> **What to produce**
In the entries below, find every line with the string "code" and copy it.

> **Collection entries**

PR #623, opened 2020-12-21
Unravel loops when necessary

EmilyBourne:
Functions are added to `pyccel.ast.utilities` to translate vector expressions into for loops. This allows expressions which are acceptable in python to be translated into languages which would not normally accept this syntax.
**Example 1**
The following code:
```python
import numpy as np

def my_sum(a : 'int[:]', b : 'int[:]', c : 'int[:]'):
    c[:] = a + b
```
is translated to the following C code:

> **Problem solution**
The following code:
is translated to the following C code:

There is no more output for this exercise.